The other day I spent some time with a customer tuning their app using DTrace. I hadn’t done much work on apps outside of Sun, so I was excited to see what I could do with DTrace other people’s code. I’m certainly not the first person to use DTrace on a real-world app (I’m probably the 10,000th), so I had some expectations to live up to.
The app basically processes transactions: message comes in, the app does some work and sends out another message. There’s a lot of computation for each message, but also a lot of bookkeeping and busy work receiving, processing and generating the messages.
When sprintf(3C) attacks…
One of the first things we looked at was what functions the app calls the most. Nothing fancy; just a DTrace one-liner:
# dtrace -n pid123:::entry'{ @[probefunc] = count(); }'
Most of it made sense, but one thing we noticed was that sprintf(3C) was getting called a ton, so the question was “what are those sprintfs doing?” Another one-liner had the answer:
# dtrace -n pid123::sprintf:entry'{ @[copyinstr(arg0)] = count(); }'
There were about four different format strings being used, two of them farily complex and then these two: “%ld” and “%f”. In about 5 seconds, the app was calling sprintf(“%ld”, ) several thousand times. It turns out that each transactions contains an identifier — represented by a decimal integer — so this wasn’t unexpected per se, but we speculated that using lltostr(3C) or hand rolling a int->string function might yield better results.
I had just assumed that lltostr(3C) would perform better — it’s a specialized function that doesn’t involve all the (extensive and messy) machinery of sprintf(3C). I wrote a little microbenchmark that just converted the number 1000000 to a string with both functions a million times and ran it on an x86 machine; the results were surprising:
$ ./test sprintf(3C) took 272512920ns lltostr(3C) took 523507925ns
What? I checked my test, made sure I was compiling everything properly, had called the function once before I started timing (to avoid any first-call overhead from the dynamic linker), but the results were dead repeatable: lltostr(3C) was about half as fast. I looked at the implementation and while I can’t post it here (yet — I can’t wait for OpenSolaris), suffice it to say that it did the obvious thing. The strange thing was that sprintf(3C) had basically the same alogorithm. Just for kicks, I decided to build it amd64 native and run it on the same opteron box; here were the results:
sprintf(3C) took 140706282ns lltostr(3C) took 38804963ns
Ah much better (I love opteron). It turns out the problem was that we were doing 64-bit math in 32-bit mode — hence ell-ell-to-str — and that is slooooooow. Luckily the app we were looking at was compiled 64-bit native so it wouldn’t have had this problem, but there are still plenty of 32-bit apps out there that shouldn’t have to pay the 64-bit math tax in this case. I made a new version of lltostr(3C) that checks the top 32-bits of the 64-bit input value and does 32-bit math if those bits are clear. Here’s how that performed (on 32-bit x86):
sprintf(3C) took 251953795ns lltostr(3C) took 459720586ns new lltostr took 32907444ns
Much better. For random numbers between 232 and 2^63-1 the change hurt performance by about 1-2%, but it’s probably worth the hit for the 1300% improvement with smaller numbers.
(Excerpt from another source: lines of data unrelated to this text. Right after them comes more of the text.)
PR #1330, opened 2023-06-15
chore: Use AccessTokenSupplier, remove duplicate code from CloudSqlInstance.

hessjcg:
Refactors `CloudSqlInstance` and `SqlAdminApiFetcher` and tests to use the new `DefaultAccessTokenSupplier`, removing the duplicate refresh token code. Add unit tests to
cover CloudSqlInstance behavior.

This PR follows #1329
Related to issue #1294

### DIFF
--- a/core/src/main/java/com/google/cloud/sql/core/CloudSqlInstance.java
+++ b/core/src/main/java/com/google/cloud/sql/core/CloudSqlInstance.java
@@ -48,7 +48,7 @@ class CloudSqlInstance {
   private static final Logger logger = Logger.getLogger(CloudSqlInstance.class.getName());
 
   private final ListeningScheduledExecutorService executor;
-  private final InstanceDataSupplier apiFetcher;
+  private final InstanceDataSupplier instanceDataSupplier;
   private final AuthType authType;
   private final AccessTokenSupplier accessTokenSupplier;
   private final CloudSqlInstanceName instanceName;
@@ -70,19 +70,19 @@ class CloudSqlInstance {
    * Initializes a new Cloud SQL instance based on the given connection name.
    *
    * @param connectionName instance connection name in the format "PROJECT_ID:REGION_ID:INSTANCE_ID"
-   * @param apiFetcher Service class for interacting with the Cloud SQL Admin API
+   * @param instanceDataSupplier Service class for interacting with the Cloud SQL Admin API
    * @param executor executor used to schedule asynchronous tasks
    * @param keyPair public/private key pair used to authenticate connections
    */
   CloudSqlInstance(
       String connectionName,
-      InstanceDataSupplier apiFetcher,
+      InstanceDataSupplier instanceDataSupplier,
       AuthType authType,
       CredentialFactory tokenSourceFactory,
       ListeningScheduledExecutorService executor,
       ListenableFuture<KeyPair> keyPair) {
     this.instanceName = new CloudSqlInstanceName(connectionName);
-    this.apiFetcher = apiFetcher;
+    this.instanceDataSupplier = instanceDataSupplier;
     this.authType = authType;
     this.executor = executor;
     this.keyPair = keyPair;
@@ -180,7 +180,7 @@ class CloudSqlInstance {
 
     try {
       InstanceData data =
-          apiFetcher.getInstanceData(
+          instanceDataSupplier.getInstanceData(
               this.instanceName, this.accessTokenSupplier, this.authType, executor, keyPair);
 
       synchronized (instanceDataGuard) {
--- a/core/src/main/java/com/google/cloud/sql/core/CloudSqlInstance.java
+++ b/core/src/main/java/com/google/cloud/sql/core/CloudSqlInstance.java
@@ -16,12 +16,7 @@
 
 package com.google.cloud.sql.core;
 
-import com.google.api.client.auth.oauth2.Credential;
 import com.google.api.client.http.HttpRequestInitializer;
-import com.google.auth.http.HttpCredentialsAdapter;
-import com.google.auth.oauth2.AccessToken;
-import com.google.auth.oauth2.GoogleCredentials;
-import com.google.auth.oauth2.OAuth2Credentials;
 import com.google.cloud.sql.AuthType;
 import com.google.cloud.sql.CredentialFactory;
 import com.google.common.base.Throwables;
@@ -35,7 +30,6 @@ import java.io.IOException;
 import java.security.KeyPair;
 import java.time.Duration;
 import java.time.Instant;
-import java.util.Date;
 import java.util.List;
 import java.util.Map;
 import java.util.Optional;
@@ -52,12 +46,12 @@ import javax.net.ssl.SSLSocket;
 class CloudSqlInstance {
 
   private static final Logger logger = Logger.getLogger(CloudSqlInstance.class.getName());
-  private static final String SQL_LOGIN_SCOPE = "https://www.googleapis.com/auth/sqlservice.login";
 
   private final ListeningScheduledExecutorService executor;
   private final SqlAdminApiFetcher apiFetcher;
   private final AuthType authType;
-  private final Optional<OAuth2Credentials> iamAuthnCredentials;
+  private final AccessTokenSupplier accessTokenSupplier;
+  private final Optional<HttpRequestInitializer> tokenSource;
   private final CloudSqlInstanceName instanceName;
   private final ListenableFuture<KeyPair> keyPair;
   private final Object instanceDataGuard = new Object();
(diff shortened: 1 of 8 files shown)


core/src/main/java/com/google/cloud/sql/core/CloudSqlInstance.java
```diff
@@ -96,9 +90,11 @@ class CloudSqlInstance {
 
     if (authType == AuthType.IAM) {
       HttpRequestInitializer source = tokenSourceFactory.create();
-      this.iamAuthnCredentials = Optional.of(parseCredentials(source));
+      this.tokenSource = Optional.ofNullable(source);
+      this.accessTokenSupplier = new DefaultAccessTokenSupplier(tokenSource);
     } else {
-      this.iamAuthnCredentials = Optional.empty();
+      this.tokenSource = Optional.empty();
+      this.accessTokenSupplier = new DefaultAccessTokenSupplier(Optional.empty());
```
enocom, line 97: Could we use a supplier that always returns an empty optional here?

Something like:

``` java
this.accessTokenSuppllier = () -> Optional.empty();
```

core/src/main/java/com/google/cloud/sql/core/CloudSqlInstance.java
```diff
@@ -96,9 +90,11 @@ class CloudSqlInstance {
 
     if (authType == AuthType.IAM) {
       HttpRequestInitializer source = tokenSourceFactory.create();
-      this.iamAuthnCredentials = Optional.of(parseCredentials(source));
+      this.tokenSource = Optional.ofNullable(source);
```
enocom, line 93: This field is never read. Can we inline it?

core/src/main/java/com/google/cloud/sql/core/CloudSqlInstance.java
```diff
@@ -52,12 +46,12 @@
 class CloudSqlInstance {
 
   private static final Logger logger = Logger.getLogger(CloudSqlInstance.class.getName());
-  private static final String SQL_LOGIN_SCOPE = "https://www.googleapis.com/auth/sqlservice.login";
 
   private final ListeningScheduledExecutorService executor;
   private final SqlAdminApiFetcher apiFetcher;
   private final AuthType authType;
-  private final Optional<OAuth2Credentials> iamAuthnCredentials;
+  private final AccessTokenSupplier accessTokenSupplier;
```
enocom, line 53: Could we just make this `Supplier<AccessToken> accessTokenSupplier`?

core/src/main/java/com/google/cloud/sql/core/SqlAdminApiFetcher.java
```diff
@@ -96,23 +93,27 @@ private String generatePublicKeyCert(KeyPair keyPair) {
...
-      OAuth2Credentials credentials,
+      AccessTokenSupplier accessTokenSupplier,
       AuthType authType,
       ListeningScheduledExecutorService executor,
       ListenableFuture<KeyPair> keyPair)
       throws ExecutionException, InterruptedException {
 
+    ListenableFuture<Optional<AccessToken>> token =
+        executor.submit(
+            () -> accessTokenSupplier != null ? accessTokenSupplier.get() : Optional.empty());
```
enocom, line 104: If we initialize this correctly, we can always do `accessTokenSupplier.get()` here, I think.

core/src/test/java/com/google/cloud/sql/core/CloudSqlInstanceTest.java
```diff
@@ -15,52 +15,207 @@
...
+    refreshCount = 0;
+  }
+
+  @After
+  public void teardown() {
+    executorService.shutdownNow();
+  }
+
+  @Test
+  public void testCloudSqlInstance() throws Exception {
```
enocom, line 79: Could we be more verbose in the test method name? At a glance, I don't know what we're testing here.

core/src/test/java/com/google/cloud/sql/core/CloudSqlInstanceTest.java
```diff
@@ -15,52 +15,207 @@
...
 
-import static com.google.common.truth.Truth.assertThat;
-import static org.junit.Assert.assertThrows;
-import static org.mockito.Mockito.times;
-import static org.mockito.Mockito.verify;
 import static org.mockito.Mockito.when;
 
-import com.google.auth.oauth2.GoogleCredentials;
-import com.google.auth.oauth2.OAuth2Credentials;
+import com.google.cloud.sql.AuthType;
```
enocom, line 20: The bulk of this behavior lives in SqlAdminApiFetcher and AccessTokenSupplier. Could we test those interfaces directly?

hessjcg: AuthType is just part of the API. We aren't testing it here.

core/src/test/java/com/google/cloud/sql/core/CloudSqlInstanceTest.java
hessjcg: Fixed.

core/src/test/java/com/google/cloud/sql/core/CloudSqlInstanceTest.java
hessjcg: Also, I removed all the mocks from `core` tests. This test class truly tests only CloudSqlInstance behavior.

core/src/main/java/com/google/cloud/sql/core/SqlAdminApiFetcher.java
```diff
@@ -94,25 +91,41 @@ private String generatePublicKeyCert(KeyPair keyPair) {
...
+   * @param accessTokenSupplier the token supplier
+   * @param authType the auth type
+   * @param executor the executor to use
+   * @param keyPair the client-side key pair
+   * @return an InstanceData
+   * @throws ExecutionException if an exception is thrown during execution.
+   * @throws InterruptedException if the executor is interrupted.
+   */
+  @Override
+  public InstanceData getInstanceData(
```
hessjcg, line 107: This has to be public since it implements an interface.

core/src/main/java/com/google/cloud/sql/core/InstanceDataSupplier.java
```diff
@@ -0,0 +1,33 @@
...
+
+package com.google.cloud.sql.core;
+
+import com.google.cloud.sql.AuthType;
+import com.google.common.util.concurrent.ListenableFuture;
+import com.google.common.util.concurrent.ListeningScheduledExecutorService;
+import java.security.KeyPair;
+import java.util.concurrent.ExecutionException;
+
+interface InstanceDataSupplier {
```
hessjcg, line 26: I introduced this interface so that we can test `CloudSqlInstance` independently from `SqlAdminApiFetcher` without using mocks.

core/src/main/java/com/google/cloud/sql/core/CloudSqlInstance.java
```diff
@@ -52,12 +46,11 @@
 class CloudSqlInstance {
 
   private static final Logger logger = Logger.getLogger(CloudSqlInstance.class.getName());
-  private static final String SQL_LOGIN_SCOPE = "https://www.googleapis.com/auth/sqlservice.login";
 
   private final ListeningScheduledExecutorService executor;
-  private final SqlAdminApiFetcher apiFetcher;
+  private final InstanceDataSupplier apiFetcher;
```
enocom, line 51: Let's always match field names to type names, either exactly or as a shorter version, e.g., instanceSupplier.

core/src/main/java/com/google/cloud/sql/core/InstanceDataSupplier.java
```diff
@@ -0,0 +1,46 @@
...
+package com.google.cloud.sql.core;
+
+import com.google.cloud.sql.AuthType;
+import com.google.common.util.concurrent.ListenableFuture;
+import com.google.common.util.concurrent.ListeningScheduledExecutorService;
+import java.security.KeyPair;
+import java.util.concurrent.ExecutionException;
+
+/** Internal Use Only: Gets the instance data for the CloudSqlInstance from the API. */
+interface InstanceDataSupplier {
```
enocom, line 26: Nit: shall we call this "ConnectionInfo"? By comparison, `InstanceData` seems vague.

core/src/main/java/com/google/cloud/sql/core/InstanceDataSupplier.java
```diff
@@ -0,0 +1,46 @@
...
+  /**
+   * Internal Use Only: Gets the instance data for the CloudSqlInstance from the API.
+   *
+   * @param instanceName the name of the instance
```
enocom, line 30: If we don't have a linter complaining about these, I'd suggest leaving off params. The types are clear enough and the docs don't provide much value in my opinion.

core/src/test/java/com/google/cloud/sql/core/CloudSqlInstanceTest.java
```diff
@@ -15,52 +15,176 @@
...
+    fetcher =
+        (instanceName, accessTokenSupplier, authType, executor, keyPair) -> {
+          Thread.sleep(100);
+          refreshCount++;
+          this.data =
+              new InstanceData(null, sslData, Date.from(Instant.now().plus(1, ChronoUnit.HOURS)));
+          return data;
+        };
+
+    instance = newCloudSqlInstance();
```
enocom, line 115: Let's inline this function -- it's a little bit of noise, but removes the indirection and helps make the test clearer.

enocom: That also helps remove the need to rely on class level variables (i.e., fetcher).

core/src/test/java/com/google/cloud/sql/core/CloudSqlInstanceTest.java
```diff
@@ -15,52 +15,176 @@
...
+                          "PRIVATE", "10.10.10.10"),
+                      null),
+                  sslData,
+                  Date.from(Instant.now().plus(1, ChronoUnit.HOURS)));
+          return data;
+        };
+
+    // initialize instance after mocks are set up
+    instance = newCloudSqlInstance();
+    Truth.assertThat(instance.getPreferredIp(Arrays.asList("PUBLIC", "PRIVATE")))
```
enocom, line 144: Let's use just `assertThat` here.

enocom (changes requested):

core/src/main/java/com/google/cloud/sql/core/CloudSqlInstance.java
hessjcg: Fixed.

core/src/main/java/com/google/cloud/sql/core/InstanceDataSupplier.java
hessjcg: Good idea.  This is a big refactor and going to touch another ~100 lines of code. Can we put it in a different PR?

core/src/main/java/com/google/cloud/sql/core/InstanceDataSupplier.java
hessjcg: Fixed.

core/src/test/java/com/google/cloud/sql/core/CloudSqlInstanceTest.java
hessjcg: Done. I got rid of most of the fields, moved them to instance variables.

core/src/test/java/com/google/cloud/sql/core/CloudSqlInstanceTest.java
hessjcg: Fixed.

core/src/main/java/com/google/cloud/sql/core/DefaultAccessTokenSupplier.java
```diff
@@ -129,18 +129,33 @@ public Optional<AccessToken> get() throws IOException {
...
                   throw new IllegalStateException(
                       "Credentials were refreshed but expiration time is in the past");
                 }
+
+                // Now, attempt to downscope the credentials and refresh again
                 GoogleCredentials downscoped = getDownscopedCredentials(credentials);
-                if (downscoped.getAccessToken() == null || downscoped.getAccessToken().equals("")) {
-                  throw new IllegalStateException(
-                      "Donwscoped credentials do not have an access token");
+                if (downscoped.getAccessToken() == null
```
enocom, line 143: This is a duplication of above largely. Could we extract it into a `validateAccessToken` or similar?

Also, there is another `validateAccessToken(accessToken);` below that includes logging in each exception branch. Shall we consolidate all that validation here? It's important that we surface this error in the logs because the refresh logic might be hiding this exception. Ideally, we match the logging we have below and include a request for users to report the error on #1174.

enocom (changes requested):
One more little detail.

core/src/main/java/com/google/cloud/sql/core/DefaultAccessTokenSupplier.java
```diff
@@ -129,19 +134,41 @@ public Optional<AccessToken> get() throws IOException {
...
+
+                  String errorMessage = "Access Token has length of zero";
+                  logger.warning(errorMessage);
+
+                  throw new IllegalStateException(errorMessage);
                 }
+
+                validateAccessTokenExpiration(credentials.getAccessToken());
+
+                // Now, attempt to downscope the credentials and refresh again
```
enocom, line 147: Let's add a comment here about why we're doing this again.

enocom (approved):

enocom (approved):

In any case, that was just a long way of saying that for those of you using lltostr(3C) or sprintf(%ld), there are wins to be had.
Timing transactions
Our first use of DTrace was really to discover things that the developers of that app didn’t know about. This sprintf(3c) stuff was one issues, and there were a couple of others, but, on the whole, the app worked as intended. And that’s actually no small feat — many many programs are doing lots of work that wasn’t really intended by the developers or spend their CPU time in places that are completely surprising to the folks who wrote it. The next thing the customers wanted to find was the source of certain latency bubbles. So we used DTrace to time each transaction as it went through multiple processes on the system. While each step was fairly simple, the sum total was by far the largest D script I had written, and in the end we were able to record the time a transaction spent over each leg of the trip through the system.
This is something that could have been done without DTrace, but it would have involved modifying the app, and streaming the data out to some huge file to be post-processed later. Not only is that a huge pain in the ass, it can also have a huge performance impact and is inflexible in terms of the data gathered. With DTrace, the performance impact can be mitigated by instrumenting less, and you can gather arbitrary data so when you get the answer to your first question, you don’t have to rebuild and rerun the app to dive deeper to your next question.
I had been telling people for a while about the virtues on real-world applications, I was happy to see first hand that they were all true, and — perhaps more importantly — I convinced the customer.